I care about the potential for improvement, because I want to get paid for improving sth rather than maintaining sth.
2. Too much evidence for the evidence based medicine in radiation oncology
Every treatment should be as close to evidence based medicine as possible. I am all for it. I feel like the extremely (in comparison to other fields) close adherence to hard evidence is the number one requirement for being a good radiation oncologist. Its the one thing a radiation oncologist can be most proud of and where the big value of a radiation oncologist lies. He/she knows all the relevant studies and is able to interpret them and then give a very good estimate of how likely a specific patient is going to benefit to a specific degree from a specific dose/fractionation/modality. I think this has historic reasons, as this specialty tried to "tame" a very dangerous animal (=high energy radiation). But whats negative about it? Since radiation oncolists tried to find ways to use radiation in the most effective and save way, plenty of hard, objective evidence for its best use exists. These data are out there for everyone to read. So a radiation oncologist copies this data into his/her brain and matches his patients with this data to find the right treatment. Thats the first intellectual performance. When a patient doesn´t precicely fit certain criteria of study xy, the radiation oncologist needs to "improvise" a little by using his experience, basic medical knowledge, logic to find the treatment that gives the most benefit/least harm. Thats the second intellectual performance. However, the more hard evidence there is for every single tiny subgroup of patients, the less need there is for the second intellectual performance. And I feel like this is the case. Even if you "improvise", you improvise in a very narrow safety zone. Correct me if I am very wrong. If the need to improvise (=making decisions based on your unique, subjective knowledge instead of on guidelines) fades away, your only medical value lies in copying guidelines into your brain and matching patients to that. A computer could do this faster and better...

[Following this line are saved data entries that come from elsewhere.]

Issue #679, opened 2017-10-05
Design for IIIF badges on show page and results page


mejackreed:

ggeisler:
This is a feature that is trickier than it seems at first glance. I don't think we can simply add the IIIF icon alone and leave it at that, because relatively few users will know what IIIF is, and even fewer understand that they can drag the icon to a IIIF viewer. At the same time, we don't want to add a lot of text around the icon to explain what it's for, especially on the results page where it'll appear once for every search result. For example, I have a bunch of alternatives similar to this:

<img width="881" alt="spotlight_graffle__parker__public___search_results_with_iiif_badge 2" src="https://user-images.githubusercontent.com/101482/31300619-83b3523e-aaa9-11e7-9f84-4072538cf876.png">

where the "what's this" link expands to show more info:

----
<img width="558" alt="more-info" src="https://user-images.githubusercontent.com/101482/31300670-c2dda536-aaa9-11e7-82b0-66fb37f74bea.png">

----

but all the "what's this" links are going to be very repetitive on a results page.

Alternatively, how about we create a new icon that enables us to remove the text but still provides an indication that the IIIF icon has an action associated with it, like this:

<img width="1232" alt="results-icon-only" src="https://user-images.githubusercontent.com/101482/31300718-03d32142-aaaa-11e7-956b-9a3b4185c9ee.png">

This is a little less repetitive (without the text). But there's still the problem of some users not knowing what it does. So for users who do know, they can drag it to a IIIF viewer. For curious users who don't know, they'll likely click it. Unfortunately, clicking will go to the underlying linked resource, which is a IIIF manifest and not very informative for a naive user. But if we use Javascript to intercept the click event and rewrite the `href` value, we can make the link go to this page instead: https://library.stanford.edu/projects/international-image-interoperability-framework/viewers

That way the user can learn about what IIIF viewers are, etc.

If this approach seems feasible to others, we'll need to create a new icon and check with @snydman about the status of the lIIF viewers page we want to link to (the link to it is hidden in the sidebar of the [main IIIF page](http://library.stanford.edu/projects/international-image-interoperability-framework) on the Library site, so JV and I are not sure whether it is still a draft or needs updating, etc.).

If this approach seems good to others, the show page will use the same icon and click behavior:

<img width="1207" alt="show-page-icon-only" src="https://user-images.githubusercontent.com/101482/31300971-86e695ae-aaab-11e7-8cef-35584f5c4251.png">

[...]

PR #707, opened 2017-10-10
IIIF drag and drop added to Mirador show page

### LINKED ISSUE #680: Add IIIF badge to show page for objects w/ a manifest
Some information about IIIF drag and drop here:

http://zimeon.github.io/iiif-dragndrop/

Design in #679

### LINKED ISSUE #693: Non-image items with a custom manifest URL still show a viewer
Introduced in #668 

We need some better way not to show a viewer when there is a custom pattern.

mejackreed:
Closes #680 

Also closes #693 

I'm not sure why we have to drag twice. Is this an issue w/ mirador? cc @aeschylus (I remember something like this from before)

dnd


app/helpers/application_helper.rb
```diff
@@ -13,4 +13,12 @@ def document_collection_title(value:, **)
   def document_leaflet_map(document:, **)
     render_document_partial(document, 'show_leaflet_map_wrapper')
   end
+
+  ##
+  # @param [String] manifest
+  def iiif_drag_n_drop(manifest)
+    link_to mirador_index_path(manifest: manifest), class: 'iiif-dnd pull-right', data: { turbolinks: false } do
```
jkeck: I _think_ we want the base of the link to go to an information page about IIIF on library.stanford.edu that was described in #679 (but maybe wasn't explicitly called out as acceptance criteria in the issue.

jkeck:
@mejackreed what's the manifest URL you're using that you're seeing the double drag-and-drop behavior?  I seem to remember that being something to do w/ a miss-match in the url and the `@id` in the manifest.

app/helpers/application_helper.rb
ggeisler: Yes, we want a click to go to this page:

https://library.stanford.edu/projects/international-image-interoperability-framework/viewers

We might want to update that page but I think it is good enough to serve the purpose as is.

mejackreed: Thanks for catching that. I've updated the PR to do that.

mejackreed:
@jkeck looks like its our indexing code that is indexing `manifest.json`.. creating an issue there

PR #712, opened 2017-10-10
use BibTeX prefix for Traject pipeline throughout

drh-stanford:
This PR just keeps our file/class naming consistent for the BibTeX Traject pipeline code.


camillevilla:
@drh-stanford I was surprised that Rails didn't get tripped up with the capitalization (`require_relative 'bibtex_reader` and `BibTeXReader`). I tried things out locally and things seem to be working just fine  ¯\\_(ツ)_/¯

Therefore, I would not feel very valuable in my job. I want to do sth where I know that a pc isnt better at it. Take the skill to build and evaluate a good differential diagnosis as a gp for exemple: Here, my own unique experience and my ability to assess mimic/body language/social status etc withing a fraction of a second, make me very valuable as a human being (also because there is not such a good, close knit net of objective evidence for each decision as there is in radiation oncology).

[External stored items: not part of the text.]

Issue #697, opened 2017-10-06
Display repeated instances of the same field on separate lines


caaster:
Story: Using multiple instances of the same element to structure information indicates that each instance is a distinct unit. Concatenating these units into a single sentence regardless of their individual content or internal punctuation blurs these distinctions, and is more difficult for the user to parse. Exhibit creators would like to display each instance on a separate line for greater clarity.

Acceptance criteria:
Each metadata value indexed individually to a field should appear on a separate line in the item display.

mejackreed:
How can we delineate when something should delimited by a comma vs a separate line? This has potential implications on how the page displays and could have unwanted side effects. For example, if an item has many subjects, should these all be separate lines?

Do we have some concrete examples of metadata where/why this is needed?

I think there are a lot of design implications here and would defer to @ggeisler on how to handle this.

ggeisler:
This issue has been resolved for the case of repeated notes (#715). 

To deal with other fields, do we know which other fields are candidates for repeated instances? We have a couple of potential patterns in use that could be applied for repeated instances of the same field:

* The pattern used for notes, where there is one field label (e.g., "Notes") and the repeated values displayed in a `ul`. In this case, all values are displayed.

* The pattern used (in progress, I think) for the text title field (table of contents) where it is a single field but has many values, separated by a `-` (I think). In this case the plan is to put all the values in a expand/collapse structure, so that there is a single field label and the initial field value is "Show". When clicked, all values are displayed, each on its own line. The list can be long, but initially it isn't shown, and when shown it can be collapsed back to the "show" link.

I'm hoping we can stick to using one or the other of these patterns for other cases but I think we might need to be specific about the potential cases so we can decide which pattern might be most appropriate for each.

arcadiafalcone:
An overview of fields in MODS that may have multiple values.

More common:
1. Alternative title (cf. Parker)
2. Name/role - names per record, names per role, and roles per name
3. Genre
4. Date - different date types within a single originInfo element, and multiple originInfo elements with non-contiguous dates or different event types
5. Place of origin - multiple within a single originInfo element and multiple originInfo elements with different event types
6. Language
7. Physical description note
8. Note
9. Subject
10. Identifier
11. Related item

Less common but possible: translated title, type of resource, publisher, and form.

[...]

Issue #544, opened 2017-09-18
Index notes separately by display label - new MODS to SOLR mapping


caaster:
Story:
The displayLabel attribute is often used to create distinct categories of notes specific to the content, and the content of a category may function as a controlled vocabulary. Exhibit curators would like to leverage this enhanced granularity by distinguishing notes as separate, individually labeled fields for display and faceting, based on the specific displayLabel values provided in the metadata.

Acceptance criteria:
1. A separate display field should be available for each value of /mods/note/@displayLabel appearing in the exhibit metadata, labeled with that value and containing the value of the corresponding /mods/note.
2. A separate facet field should be available for each value of /mods/note/@displayLabel appearing in the exhibit metadata, labeled with that value and containing the value of the corresponding /mods/note.

arcadiafalcone:
This should be labeled data-contingent indexing rather than MODS to Solr mapping (my mistake).

blalbrit:
For Parker content - this object has multiple notes fields with arbitrary display labels: https://purl.stanford.edu/cf386wt1778.mods

jkeck:
I have some concerns about turning any note's `displayLabel` into a facet.  I worry that this could get particularly unwieldy, and since the `displayLabel` value seems like it can have different contexts in different records (e.g. "Height (mm)" vs "Height" vs. "Height (something else)") that we wouldn't necessarily want to all be disparate facets.  Also, this could also get really difficult to handle in the admin UI for metadata fields and facets.

Is there a `displayLabel` vocabulary that we could generate that lists the known `displayLabel` values that we would like to have this behavior and the rest would fall into a generic note field?

blalbrit:
I think a vocabulary that could drive facets would be good. For Parker, I'm more concerned about the display side of things than the faceting (that is - I specifically want my arbitrary displayLabels to show up, not very concerned about having them facetable - though I recognize there is a broader metadata story about the facets. Just want to clarify what's needed for Parker vs. bigger story.)

camillevilla:
@blalbrit I have a few questions for the Parker context:
We find notes with `displayLabel` under both `<relatedItem type="constituent">` and `<physicalDescription>`.

[...]

Issue #543, opened 2017-09-18
Index notes separately by display label, depending upon data


caaster:
Story:
Exhibit curators would like notes without a displayLabel attribute to be available for display as generic notes in the item-level view, even if they have a type attribute value.

Acceptance criteria:
The “Note” field in the item-level view should include all values of /mods/note without a displayLabel attribute.

arcadiafalcone:
It looks like bits of this got swapped with #544 -- the title and tags for this issue go with the description in that ticket. The title for this ticket should be "All notes without a displayLabel attribute should display in Notes field", and it should be tagged MODS to Solr mapping instead of data-contingent indexing.

PR #715, opened 2017-10-10
Support multiple notes per bibliography resource

### LINKED ISSUE #685: Analysis: Support multiple annotations per bibliography resource
Our BibTeX reader only captures a single annotation! e.g. [book.bib](https://github.com/sul-dlss/exhibits/blob/676-bib-show-page-annotations/spec/fixtures/bibliography/book.bib) has 3 `annote` values. When I checked our our BibTeX `record`, we only get the last annotation.

## Design
show page

design notes

#### BibTeX:
```
@book{http://zotero.org/groups/1051392/items/TXXUJDG2,
	address = {Coimbra},
	title = {A {Carta} ou {Memória} do {Cruzado} {Inglês} {R}. para {Osberto} de {Bawdsey} sobre a conquista de {Lisboa} em 1147},
        …
	annote = { KAW},
	annote = {CCC MS 470 [p. 9, and referred to (without MS number) throughout]reproductions from CCC MS 470, ff. 125-146, in the appendix},
	annote = {The following values have no corresponding Zotero field:custom1: 23}
}
```
#### BibTeX::Entry
```
#<BibTeX::Entry 
  address = Coimbra, 
  title = A Carta ou Memória do Cruzado Inglês R. para Osberto de Bawdsey sobre a conquista de Lisboa em 1147, 
  …
  annote = The following values have no corresponding Zotero field:custom1: 23
>
```

### Possible routes forward (please feel free to edit and add notes below)

1. mess with our BibTex translator so that we get something more like:
`annote = {KAW, The following values have no corresponding Zotero field:custom1: 23}}` and possibly make a PR to [zotero/translators](https://github.com/zotero/translators)) (@camillevilla)
2. adjust our Traject settings to deal with multiple `annote` values (in consultation with @cmh2166) 
3. issue a PR to bibtex-ruby to handle concatenation of multiple values with the same key (suggested by @drh-stanford)
4. [zotero-better-bibtex](https://github.com/retorquere/zotero-better-bibtex) (@mejackreed)

camillevilla:
Closes #685 
Design #605 

This PR:
- updates our Zotero --> BibTeX --> Traject --> Solr pipeline so that all notes are captured
- updates all fixtures with `annote` values (multiple notes are separated by `\textbar` (`|` in LaTeX land)
- adds paragraph separators to the notes (pending discussion below)

## Todo
- [x] [ Zotero --> BibTeX translator](https://github.com/camillevilla/bibtex-translator) that separates notes with `|` character
  - [ ] PR in zotero/translators
  - [x] Add translator to team Google drive
- [x] BibTeX --> Traject
- [x] update fixtures `annote` section
- [x] Blacklight config / helper for presenting notes on separate lines in show page (1: `<ul>` ideal, 2: `<p>` ok #605)
- [x] bib resource integration tests
- [x] unit test

## Questions:

- [x] How do existing exhibits use the `general_notes_ssim` field? Is this too much top-down control over how notes are displayed? 

- [x] How can I refactor this and make it more Blacklight-ish? 

## Before 
Before [6d38407](https://github.com/sul-dlss/exhibits/pull/715/commits/6d384075ab7c3a41968c05c05f8ce629a1d09fe0) we were only captured one note per bibliography resource
single_note

Before [18696d1](https://github.com/sul-dlss/exhibits/pull/715/commits/18696d1639063636d9a07b905db4f4b0479e8b27) we had several notes displayed inline, separated by with comma + and separators
inline_notes

## After
paragraph-separated-notes

### DIFF
--- a/spec/fixtures/bibliography/book.bib
+++ b/spec/fixtures/bibliography/book.bib
@@ -8,7 +8,5 @@
 	edition = {1st},
 	year = {1962},
 	keywords = {sg012cr8689},
-	annote = { KAW},
-	annote = {CCC MS 470 [p. 9, and referred to (without MS number) throughout]reproductions from CCC MS 470, ff. 125-146, in the appendix},
-	annote = {The following values have no corresponding Zotero field:custom1: 23}
+	annote = { KAW{\textbar} CCC MS 470 [p. 9, and referred to (without MS number) throughout]reproductions from CCC MS 470, ff. 125-146, in the appendix{\textbar} The following values have no corresponding Zotero field:custom1: 23}
 }
--- a/app/controllers/catalog_controller.rb
+++ b/app/controllers/catalog_controller.rb
@@ -180,7 +180,7 @@ class CatalogController < ApplicationController
     config.add_index_field 'ref_type_ssm', label: 'Reference Type'
     # This was added for the Feigbenbaum exhibit.  It includes any general <note> from
     #  the MODs that do not have attributes.  It is used for display and is not facetable.
-    config.add_index_field 'general_notes_ssim', label: 'Notes'
+    config.add_index_field 'general_notes_ssim', label: 'Notes', helper_method: :paragraph_wrap
     config.add_index_field 'collection_with_title', label: 'Collection', helper_method: :document_collection_title
     # "fielded" search configuration. Used by pulldown among other places.
     # For supported keys in hash, see rdoc for Blacklight::SearchFields
--- a/app/helpers/application_helper.rb
+++ b/app/helpers/application_helper.rb
@@ -22,4 +22,9 @@ module ApplicationHelper
       image_tag 'iiif-drag-n-drop.svg', width: '40px', alt: 'IIIF Drag-n-drop'
     end
   end
+
+  def paragraph_wrap(options = {})
+    return if options[:value].blank?
+    safe_join(options[:value].map { |value| content_tag('p', value) })
+  end
 end
--- a/app/helpers/application_helper.rb
+++ b/app/helpers/application_helper.rb
@@ -25,6 +25,12 @@ module ApplicationHelper
 
   def paragraph_wrap(options = {})
     return if options[:value].blank?
-    safe_join(options[:value].map { |value| content_tag('p', value) })
+    safe_join(options[:value].map do |value|
+      if value.start_with?('<p>')
+        value.html_safe
+      else
+        content_tag('p', value.html_safe)
+      end
+    end)
   end
 end
--- a/app/models/bibliography.rb
+++ b/app/models/bibliography.rb
@@ -42,6 +42,7 @@ class Bibliography
     # BibTeX.parse `filter: latex` doesn't handle these cases correctly
     bibtex_data.gsub!(/\\textbackslash/i, '')
     bibtex_data.gsub!(/\\textit/i, '')
+    bibtex_data.gsub!(/\\textbar/i, '|')
 
     bibtex_data
   end
--- a/spec/features/bibliography_resource_integration_spec.rb
+++ b/spec/features/bibliography_resource_integration_spec.rb
@@ -101,6 +101,7 @@ RSpec.describe 'Bibliography resource integration test', type: :feature do
       end
 
       it 'has annotations' do
+        expect(document['general_notes_ssim'].first).to eq 'ELB'
         expect(document['general_notes_ssim'].last).to match(/^The following values/)
       end
     end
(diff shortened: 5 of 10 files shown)


camillevilla:
## Option 1: `<ul>`
### multiple notes
unordered-list-notes

### single note
single-note

## Option 2: `<p>`
paragraph-separated-notes

camillevilla:
Per discussion with @caaster and @blalbrit on 10/11, we'll be using paragraph separators for `general_notes_ssim` to generalize this field for other exhibits (notably, values of /mods/note without a displayLabel #543)

ggeisler:
@camillevilla I like option 2 for presenting multiple notes, but do we have to worry about a given note having embedded paragraphs? If so, it might make it difficult to distinguish two different notes from a note with multiple paragraphs.

If notes with multiple paragraphs is not something we'll see, then I like the `<p>` approach.

ggeisler:
@caaster @blalbrit I saw after my comment above that you had made the decision to use `<p>` for the separator. See my comment about a potential concern (that might not be relevant) about using a `<p>`.

blalbrit:
Saw your comment @ggeisler - I think it's a good concern. We were looking at #543 as a larger "general notes" use-case that needs to be supported. The multi-paragraph note may be a thing for the larger use-case - we would need to do a bit more analysis.

@caaster - do you have more info from the MODS note domain that might cause us to reconsider the <p> approach?

caaster:
Yes, Gary's comment about multiple paragraphs in a single note is an excellent one. Right now I can think of at least one use case where I think that occurs, but there could be more. Let me ask Arcadia to look at this ticket.

arcadiafalcone:
Yes, the multiparagraph note question comes up fairly often. I've been recommending the use of <br> rather than <p>, though I can't answer for legacy data.

If #544 results in additional note index fields, they should behave in the same way.

Also relevant: #697 would apply the paragraph separator to all fields.

camillevilla:
Thanks for the context, @arcadiafalcone! I'll experiment with a few different fixtures (multi-paragraph notes with `<br />` and `<p>` tags) and post samples here.

spec/fixtures/bibliography/book.bib
```diff
@@ -10,5 +10,5 @@ @book{http://zotero.org/groups/1051392/items/TXXUJDG2
 	keywords = {sg012cr8689},
 	annote = { KAW},
 	annote = {CCC MS 470 [p. 9, and referred to (without MS number) throughout]reproductions from CCC MS 470, ff. 125-146, in the appendix},
```
drh-stanford: You're removing the multiple `annote` keys in other fixtures. Do you want to do the same for this fixture, or do you have a spec in mind for handling this case?

lib/traject/bibtex_config.rb
```diff
@@ -38,7 +38,7 @@
 to_field 'issue_ssm', extract_bibtex_field(:issue)
 to_field 'pages_ssm', extract_bibtex_field(:pages)
 to_field 'doi_ssim', extract_bibtex_field(:doi)
-to_field 'general_notes_ssim', extract_bibtex_field(:annote, split: '|', trim: true)
+to_field 'general_notes_ssim', extract_bibtex_field(:annote, split: '\\textbar', trim: true)
```
drh-stanford: If you want, you can make this change in the preprocessing code so do a `gsub('\\textbar', '|')` here -- https://github.com/sul-dlss/exhibits/blob/master/app/models/bibliography.rb#L44

camillevilla: Thanks for the tip! That worked perfectly.

spec/fixtures/bibliography/book.bib
camillevilla: Nope! Just a typo 😅

camillevilla:
I've done a quick fix to handle the possibility of both `<p>` tags and `<br />` tags in the notes. 

### Unescaped HTML with paragraph separators
unescaped_html

### Escaped HTML with paragraph separator
Note the gap caused by double paragraph tags
double-paragraph tag

### Fix
single-wrap

This implementation skips wrapping the content in a `<p>` tag if it there is already a `<p>` tag present in the note.

ggeisler:
@camillevilla I'm not sure if your focus here was solely on dealing with spacing issues when a note has embedded `<p>` or `<br>` tag. If so, great.

But I'm unsure if there is more work planned to focus on the presentation of multiple notes? If there is no further work planned on the presentation, I'm concerned, based on your screenshot above, that this is not a complete solution. Let me know and I'll provide more details of my concern if necessary.

camillevilla:
@ggeisler this work was just focused on the spacing issues. Looking back at your comment, I see that I missed your finer point about distinguishing two different notes from a note with multiple paragraphs 😥

I'll make another ticket to make sure multiple notes get handled with a `<ul>` tag.

ggeisler:
@camillevilla Okay, great. I know a `ul` in the metadata list is not particularly elegant; we could experiment with styling to make it a bit more subtle, such as making the bullets a gray rather than the darker default color, which would deemphasize them while retaining their value as an item indicator.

3. We are not trained for it
95% of the knowledge that I developed in medschool, will not be needed in radiation oncology. I could maybe be a very good radiation oncologist with a 2 year training. I dont need to go to medschool for 6 years for it. I want to put the skills and knowledge that I developed over the years to its best use. And I think this will be in a field like general medicine/pediatrics.
As you can see, all my reasons are based on being valuable to my community. I know this is only a fraction of what can influence my or someone elses decisions (life style, physical disabilities
etc matter as well of course). But at least in Germany, medschool is for free and therefore I feel like I owe sth to my community rather than to a bank or to myself.
By the way, I already did 1 1/2 years of research in a lab for radiation biology because I considered this field as my future, but now I am very unsure about it.